Nuestros vecinos más cercanos eran los Nietszche, como el filósofo alemán. El señor Nietszche tenía tres hijos, a cada uno de los cuales les construyó una pequeña cabaña cerca del inmueble principal. Cada una de estas viviendas las pintó de diferentes colores: azul, amarillo y verde. La esposa de patriarca del clan, de edad avanzada al igual que su marido, se pasaba gran parte del día regando las plantas de su jardín, y rara vez jugaba con sus nietos. Con el mayor de los nietos de los Nietzsche entablé una buena amistad, quizás como una manera de acercarme a su hermana, incluso más atrevida que Javiera, sin embargo, nunca pude escabullirme con ella en algún sótano. José me habló en contadas ocasiones de su abuelo, pero por la cercanía de nuestras casas al menos una vez al día divisaba al señor Nietszche, aunque había semanas en que simplemente se esfumaba.

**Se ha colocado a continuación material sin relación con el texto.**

PR #3307, opened 2026-04-14
Keep Pending Activities/Operations at the top of Timeline and Compact view

Alex-Tideman:
Make it easier for our users to find pending activities and operations without needing to scroll to find them.

### Summary

  - Pending activities and nexus operations now consistently appear at the top of Compact and Timeline views (descending) or bottom (ascending), matching the existing All view behavior
  - Compact view pending groups display "Pending Activity" / "Pending Nexus Operation" as the event type with a pulsing icon, matching the All view presentation
  - Fixed a bug in the timeline's activeGroupsHeightAboveGroup that used numeric ID comparison to determine row ordering — replaced with index-based comparison that works correctly regardless of group reordering

### Test plan

  - Open a workflow with pending activities in descending order
  - Verify All view shows pending activities at the top (existing behavior, unchanged)
  - Switch to Compact view — pending groups should appear at the top with "Pending Activity" label and pulsing icon
  - Switch to Timeline view — pending groups should appear as the topmost rows
  - Toggle to ascending sort — pending groups should move to the bottom in all three views
  - Verify expanding a group row in Timeline view does not overlap adjacent rows
  - Test with the failed/pending status filter enabled in Timeline view
  - Verify workflows with no pending activities render normally in all views
  - Unit tests pass: pnpm test -- --run src/lib/utilities/order-groups-by-pending.test.ts
 

Screenshot 2026-04-14 at 2 08 30 PM
Screenshot 2026-04-14 at 2 12 30 PM
Screenshot 2026-04-14 at 3 07 38 PM

### How was this tested 👻 

- [x] Manual testing
- [ ] E2E tests added
- [x] Unit tests added

### DIFF
--- a/src/lib/components/event/event-summary-row.svelte
+++ b/src/lib/components/event/event-summary-row.svelte
@@ -280,9 +280,10 @@
       <Icon
         name={CategoryIcon[event.category].name}
         title={CategoryIcon[event.category].title}
-        class="mr-1 inline {isEventGroup(event) && event.isPending
-          ? ' animate-pulse'
-          : ''}"
+        class={merge(
+          'mr-1 inline',
+          isEventGroup(event) && event.isPending && 'animate-pulse',
+        )}
       />
       {displayName}
     </p>
--- a/src/lib/components/event/event-summary-row.svelte
+++ b/src/lib/components/event/event-summary-row.svelte
@@ -280,8 +280,7 @@
       <Icon
         name={CategoryIcon[event.category].name}
         title={CategoryIcon[event.category].title}
-        class="mr-1 inline{isEventGroup(event) &&
-        (event.pendingActivity || event.pendingNexusOperation)
+        class="mr-1 inline {isEventGroup(event) && event.isPending
           ? ' animate-pulse'
           : ''}"
       />
--- a/src/lib/components/event/event-summary-row.svelte
+++ b/src/lib/components/event/event-summary-row.svelte
@@ -111,7 +111,11 @@
 
   const displayName = $derived(
     isEventGroup(event)
-      ? event.label
+      ? event.pendingActivity
+        ? translate('workflows.pending-activity')
+        : event.pendingNexusOperation
+          ? translate('workflows.pending-nexus-operation')
+          : event.label
       : isLocalActivityMarkerEvent(event)
         ? translate('events.category.local-activity')
         : spaceBetweenCapitalLetters(event.name),
@@ -276,7 +280,10 @@
       <Icon
         name={CategoryIcon[event.category].name}
         title={CategoryIcon[event.category].title}
-        class="mr-1 inline"
+        class="mr-1 inline{isEventGroup(event) &&
+        (event.pendingActivity || event.pendingNexusOperation)
+          ? ' animate-pulse'
+          : ''}"
       />
       {displayName}
     </p>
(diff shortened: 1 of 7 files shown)


src/lib/components/event/event-summary-row.svelte
```diff
@@ -276,7 +280,9 @@
       <Icon
         name={CategoryIcon[event.category].name}
         title={CategoryIcon[event.category].title}
-        class="mr-1 inline"
+        class="mr-1 inline {isEventGroup(event) && event.isPending
+          ? ' animate-pulse'
+          : ''}"
```
laurakwhit: NIT
```suggestion
        class={merge(
          'mr-1 inline',
          isEventGroup(event) && event.isPending && 'animate-pulse' 
        )}
```

src/lib/components/lines-and-dots/svg/timeline-graph.svelte
```diff
@@ -51,10 +50,10 @@
   };
 
   $: activeGroupsHeightAboveGroup = (group: EventGroup) => {
+    const groupIndex = filteredGroups.findIndex((g) => g.id === group.id);
     const activeGroupIsAbove = $activeGroups?.filter((id) => {
-      if ($eventFilterSort === 'ascending')
-        return parseInt(id) < parseInt(group.id);
-      return parseInt(id) > parseInt(group.id);
+      const activeIndex = filteredGroups.findIndex((g) => g.id === id);
```
laurakwhit: `filteredGroups.findIndex()` is called once for the group itself, then again for every active group.  Concerned about the performance of this for large histories. Could we build and id-to-index Map from filteredGroups and reuse it here instead? 

```js
  $: groupIndexMap = new Map(filteredGroups.map((g, i) => [g.id, i]));                                                                                      
                                                                                                                                                            
  $: activeGroupsHeightAboveGroup = (group: EventGroup) => {                                                                                                
    const groupIndex = groupIndexMap.get(group.id) ?? -1;                                                                                                   
    const activeGroupIsAbove = $activeGroups?.filter((id) => {                                                                                              
      const activeIndex = groupIndexMap.get(id) ?? -1;
      return activeIndex !== -1 && activeIndex < groupIndex;                                                                                                
    });                      
                                                                                                                                                           
```

src/lib/utilities/order-groups-by-pending.ts
```diff
@@ -0,0 +1,13 @@
...
+export const orderGroupsByPending = (
+  groups: EventGroups,
+  reverseSort: boolean,
+): EventGroups => {
+  const pendingGroups = groups.filter((g) => g.isPending);
+  const nonPendingGroups = groups.filter((g) => !g.isPending);
+
+  return reverseSort
+    ? [...pendingGroups, ...nonPendingGroups]
+    : [...nonPendingGroups, ...pendingGroups];
```
laurakwhit: NIT: We can do this in a single pass with one allocation using `toSorted`.

```suggestion
  return groups.toSorted((a, b) => {
    if (a.isPending === b.isPending) return 0;
    if (a.isPending) return reverseSort ? -1 : 1;
    return reverseSort ? 1 : -1;
  });
```

Alex-Tideman: TIL toSorted!

laurakwhit (approved):

PR #3321, opened 2026-04-17
test(e2e): add end-to-end payload decoder coverage

rossedfort:
## Description & motivation 💭 
Adds a payload-coverage-workflow that exercises every Temporal payload touchpoint — workflow input/output, memo, search attributes, activity input/output, activity failure, child workflow, signals, and queries — with all payloads AES-GCM encrypted via the codec server.

Uses this workflow as the foundation for a new e2e test suite (payload-decoder.desktop.spec.ts) that verifies the UI correctly decodes payloads at every touchpoint when the codec endpoint is configured.

What changed

Temporal infrastructure (temporal/)
  - Adds payload-coverage-workflow with activities, child workflows, signals (add-data), and queries (get-status, get-field)
  - Replaces payload-codec.ts with a full encryption-codec.ts implementing AES-GCM encrypt/decrypt
  - Adds crypto.ts for key generation and data-converter.ts wiring
  - Extends codec-server.ts with encryption support and client.ts with startPayloadCoverageWorkflow

E2e tests (tests/)
  - global-setup.ts: starts payload-coverage-workflow fire-and-forget so the workflow stays running during tests (enabling signal/query interactions)
  - payload-decoder.desktop.spec.ts: 11 tests covering workflow input, memo, search attributes, 5 event history event types, 2 query types, signal sending + history verification, and call stack
  - 4 new page object classes: WorkflowDetailPage, EventHistoryPage, WorkflowQueryPage, SignalModalPage
### How was this tested 👻 

- [ ] Manual testing
- [x] E2E tests added
- [ ] Unit tests added


Alex-Tideman:
Definitely don't need to add to this PR, but would be nice to also cover Updates, Nexus Operations, Schedules, SAAs, Start Workflows

utilities/temporal-server.ts
```diff
@@ -94,13 +94,18 @@ export const createTemporalServer = async ({
...
+    { flag: 'history.externalPayloadsEnabled', value: 'true' },
+    { flag: 'activity.enableStandalone', value: 'true' },
   ].forEach(({ flag, value }) => {
     flags.push('--dynamic-config-value');
     flags.push(`${flag}=${value}`);
   });
 
   const temporal = $`${cliPath} server start-dev ${flags}`.quiet();
 
+  await $`${cliPath} operator search-attribute create --name CustomKeywordField --type Keyword --name CustomIntField --type Int`;
```
Alex-Tideman: Do you need to pass in a namespace?

rossedfort: Nope, it just adds them to the `default` namespace. For some reason this was causing a failure in CI so I had to inline it with the main `temporal server start-dev` command above

rossedfort: Oh, maybe it was failing because I didn't supply a namespace. Either way, should be fixed now.

Alex-Tideman (approved):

De bigote estilo Hitler, lentes y gorra de viejo de plaza, el abuelo de mi amigo era una suerte de ermitaño: vivía todo el año en Las Cruces, sólo en caso de extrema urgencia abandonaba su hogar (un par de veces debió llevar a su esposa al hospital de San Antonio) y tenía un perro llamado Káiser.
¿Tu abuelo es alemán?, le pregunté un día a José. Sí, pero mi padre nació en el sur de Chile y yo soy de Santiago, respondió. Mientras la mayoría de las personas se echaba en la playa, con José realizábamos largas excursiones por el lugar. De hecho, estaba con él cuando encontramos la virgen descabezada entre unas docas. Nos asustamos. José me juró que la virgen le habló. Yo le dije que difícil, porque le faltaba la cabeza. Arrancamos por la calle Lincoln hacia el Castillo Negro, cuyo dueño era un antipoeta. Cuando llegamos a nuestras casas ya era de noche.
Intrigado por el señor Nietzsche pregunté por él a cada uno de los miembros de mi familia. La respuesta, no obstante, fue siempre la misma: es una persona de edad, hay que dejarlo en paz. También intenté sacarle información a Káiser, pero no quiso contarme nada acerca de su amo. Cuando quedaban pocos días para que el verano terminara, José pasó por nuestra casa para despedirse. Me llamó la atención que en uno de los bolsillos de su chaqueta llevara una especie de medalla con un águila. El animal tenía las alas desplegadas y las garras aferradas a una extraña cruz, un símbolo desconocido para mí a esa edad. Como ocurría todos los años, después de que José se despidió de mi familia, lo acompañé al terminal de autobuses.